What about all of the "Native American" tribes that have failed to get recognition because they are in fact the early mulatto communities that claimed to be Indian. DNA has finally shed light on these people who try to distance themselves from Blacks starting 200 years ago. They cosistantly mix with White so as to erase the traces of AA ancestry. Specifically the Lumbee of NC.

Anonymous said...

The first black US patent recipient listed here is Sarah E. Goode. She was claimed to be born in Spain, but was not. She married a white man and passed for white. Also, the photograph here is not of her, but a white woman (emigrant from England, Mormon pioneer I think) with the same name.

M.G. said...

...the photograph here is not of her, but a white woman (emigrant from England, Mormon pioneer I think) with the same name.

Thank you kindly for the correction Anon; I've found and posted the right photo. From her Wikipedia page:

She was born Sarah Elizabeth Jacobs in 1855 in Toledo, Ohio, although she would sometimes say that she was born in Spain. Sarah Goode was the second of seven children of Oliver and Harriet Jacobs, both described in public records as mulattos. Oliver Jacobs, a native of Indiana was a carpenter.
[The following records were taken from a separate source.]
PR #95, opened 2019-09-04
Modified uint64 default formatter to string and uint64 ids to hex.

### LINKED ISSUE #84: Add Uint64 formatter to string or hexadecimal

martinayora:
Fixes #84.

### DIFF
--- a/catapult-sdk/test/model/ModelSchemaBuilder_spec.js
+++ b/catapult-sdk/test/model/ModelSchemaBuilder_spec.js
@@ -237,7 +237,6 @@ describe('model schema builder', () => {
 				'activityBucket.startHeight',
 				'activityBucket.totalFeesPaid',
 				'activityBucket.rawScore',
-				'mosaic.id',
 				'mosaic.amount',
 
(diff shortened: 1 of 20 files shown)


catapult-sdk/test/model/ModelSchemaBuilder_spec.js
```diff
@@ -231,7 +231,6 @@ describe('model schema builder', () => {
 				'account.publicKeyHeight',
 				'account.importance',
 				'account.importanceHeight',
-				'mosaic.id',
```
Vektrat: should add a new `it` group of tests for `uint64HexIdentifier` with this in it

Issue #100, opened 2019-09-06
Internal error on `account/.../multisig/graph


rg911:
Got internal error calling multisig/graph endpoint

```JSON
{
    "code": "Internal",
    "message": "Cannot read property 'forEach' of undefined"
}
```

PR #103, opened 2019-09-07
Fixed account address field name in multisig endpoint

### LINKED ISSUE #99: Cannot query account/{accountId}/multisig endpoint using address
This endpoint should take either `Address` / `PublicKey` as `AccountId`. Now it only accepts `PublicKey`

martinayora:
Fixes #99.

Based on https://github.com/nemtech/catapult-server/blob/master/scripts/mongo/mongoMultisigDbPrepare.js#L4


Vektrat:
most likely fixes #100 as well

Apparently her father and husband were both carpenters, and she opened a furniture store and later invented the folding bed/desk.

Anonymous said...

"Black looks are dominant; white looks are recessive. Some of the genes that code for black looks are probably quite old and quite "polished."
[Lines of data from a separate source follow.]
PR #115, opened 2019-09-10
Fetch transactions by address

### LINKED ISSUE #8: Fetch transactions by Address
In the endpoints, it should be possible using the address as well.

- http://localhost:3000/account/{address|publicKey}/transactions
- http://localhost:3000/account/{address|publicKey}/transactions/outgoing
- http://localhost:3000/account/{address|publicKey}/transactions/incoming

### Motivation

Often, you don't know the public key, just the address. Go to the address info, get the public key and then fetch the transactions can be done, but it's not as direct as being able to fetch directly using the Address.

martinayora:
Fixes #8.

### DIFF
--- a/rest/src/routes/accountRoutes.js
+++ b/rest/src/routes/accountRoutes.js
@@ -22,9 +22,6 @@ const routeResultTypes = require('./routeResultTypes');
 const routeUtils = require('./routeUtils');
 const AccountType = require('../plugins/AccountType');
 const errors = require('../server/errors');
-const catapult = require('catapult-sdk');
-
-const { convert } = catapult.utils;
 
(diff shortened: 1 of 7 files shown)


rest/src/routes/accountRoutes.js
```diff
@@ -59,13 +56,21 @@ module.exports = {
 			{ dbPostfix: 'Unconfirmed', routePostfix: '/unconfirmed' }
 		];
 
+		const accountIdToPublicKey = (type, accountId) => {
+			if (AccountType.publicKey === type)
+				return Promise.resolve(accountId);
```
Vektrat: newline

PR #449, opened 2020-08-05
Enhance ws responses wih topic

### LINKED ISSUE #309: Notification from unconfirmedRemoved, partialRemoved and cosignature will be received by all registered address with the same web socket connection
1. Expected behavior and actual behavior.
If multiple accounts register multiple accounts to listen to cosignature using one listener. They should only get notify for transactions that have their address.
2. Steps to reproduce the problem.
Register multiple accounts to listen to cosignature using one listener.

Does not filter using the user address.

```
    /**
     * Returns an observable stream of {@link CosignatureSignedTransaction} for specific address.
     * Each time a cosigner signs a transaction the address initialized,
     * it emits a new message with the cosignatory signed transaction in the even stream.
     *
     * @param address address we listen when a cosignatory is added to some transaction address sent
     * @return an observable stream of {@link CosignatureSignedTransaction}
     */
    public cosignatureAdded(address: Address): Observable<CosignatureSignedTransaction> {
        this.subscribeTo(`cosignature/${address.plain()}`);
        return this.messageSubject.asObservable().pipe(
            filter((_) => _.channelName.toUpperCase() === ListenerChannelName.cosignature.toUpperCase()),
            filter((_) => _.message instanceof CosignatureSignedTransaction),
            map((_) => _.message as CosignatureSignedTransaction),
        );
    }
```

Basically when multiple subscriptions set up in one listener object, without knowing the uri / channel name (e.g. consignatureAdd/{address}) multiple notifications will be received. Discussed internally, and would like rest to have a look.

Ref https://github.com/nemtech/symbol-sdk-typescript-javascript/issues/542

Vektrat:
Closes #309

### DIFF
--- a/CHANGELOG.md
+++ b/CHANGELOG.md
@@ -3,6 +3,12 @@ All notable changes to this project will be documented in this file.
 
 The changelog format is based on [Keep a Changelog](https://keepachangelog.com/en/1.0.0/).
 
+## [v1.2.1] - 21-Aug-2020
+### Changed
+- Removed `topic` (address) from transactionStatus WS responses.
+- Removed `channelName` from WS transaction metadata.
+- Wrapped WS responses so that the `topic` the client subscribed to is also returned.
+
 ## [v1.2.0] - 6-Aug-2020
 ### Added
 - TLS installation notes.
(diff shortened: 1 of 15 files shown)


fboucquez:
Web socket looks really nice. Great!. I've done the Java one, it's ready to be merged. TS will follow soon. 

I'm keen on merging rest and the sdk, but before doing, is it possible to upgrade the rest [version](https://github.com/nemtech/catapult-rest/blob/main/rest/package.json#L3) (1.2.1?). So we can get a free alpha image for our bootstraps.

@Vektrat @martinayora @rg911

Nothing could be further from the truth and Blacks are kidding themselves to believe that their genes would be somehow "dominant". Mulattoes look very distinctively different from Sub Saharian Africans. Barack Obama looks nothing like his biological African father. Also would a man who would have looked like his African biological father really have been accepted as America's president? Only eye color and hair color are inherited in accordance to a dominant/recessive scheme. Skin color is inherited according an intermediate scheme. It would really be about time for many black people to stop claiming mulattoes and to accept themselves.
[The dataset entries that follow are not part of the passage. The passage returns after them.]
PR #465, opened 2020-09-01
Merged chain height and score endpoints into /chain/info and added finalization data to it

### LINKED ISSUE #461: Upgrade /chain/height to include finalization information
as discussed here https://github.com/nemtech/catapult-rest/issues/457 we will be adding the `latestFinalizedBlock` info to this endpoint

the endpoint should be renamed to `/chain/info` to accommodate the new struct, and with this generalization we suggest that `/chain/score` also merges up into it

spec: https://github.com/nemtech/symbol-openapi/pull/196

Vektrat:
Closes #461


Vektrat:
missing implementation, missing tests

rest/src/routes/chainRoutes.js
```diff
@@ -20,25 +20,20 @@
...
-
-		server.get('/chain/score', (req, res, next) =>
-			db.chainStatisticCurrent().then(curryStripProperties(['height'], currySend(db, res, next))));
+		server.get('/chain/info', (req, res, next) =>
+			Promise.all([
+				db.chainStatisticCurrent(),
+				db.latestFinalizedBlock()
+			]).then(dbResults => {
+				const chainInfoResult = dbResults[0];
+				chainInfoResult.latestFinalizedBlock = dbResults[1].block;
```
fboucquez, line 31: dbResults[1] could be undefined when starting the network. latestFinalizedBlock should be optional here and in the API. 
Also, once there is a value, 

finalizedHeight is not returned, I guess we can remove it from the open API as it's the same value than latestFinalizedBlock.height right?

Jaguar0625: > dbResults[1] could be undefined when starting the network. latestFinalizedBlock should be optional here and in the API.
server will from now on always return something (i.e. the nemesis finalized block information), so this doesn't need to be changed in REST.

martinayora (approved):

Thanks a lot for this article!I'm a mulatto who is not American at all but in the past I was bullied by black Americans into calling myself black. This was so awful that I don't deal with them anymore.

Anonymous said...

This is really quite devastating. As a mixed race person who identifies as Black, I see a horrible trend taking place that chooses to identify high achievers of color as Mulatto and the lowest of the lowest class of humans, Black. That makes me sad because mulattos in this country, particulary those prior to the 1900s are the result of rape in most cases. Just another way to discredit the Black race. It really is devastatingly sad because I believe many Black people will allow this separation to take place without challenging it. Your website is a great disservice. But alas... Who really wants to be Black in a world that despises us for who we are? As a professor at Columbia University recently stated in a lecture about race to her students, "It won't matter in 25 years anyway because the Black race simply won't exist." We can save the Elephants, but the Black race, oh well, that's another story.

Anonymous said...

Anonymous said...
This is really quite devastating.... "It won't matter in 25 years anyway because the Black race simply won't exist." We can save the Elephants, but the Black race, oh well, that's another story.

This is one opinion, but many say the same about the White Race. This is becoming more apparent as many cultures and races intermarry because of love in our modern and yes, more open-minded world. As a 'mulatto' myself, who identifies with being black, I felt prejudice in the 60's and 70's by both blacks and whites. I married a white man, and our children strongly identify with both the African and European heritage. I agree your statements about our past history in this country, but moving forward- those who have strong bi-racial identities, and are educated will embrace strong cultural values, and they will be our next generation!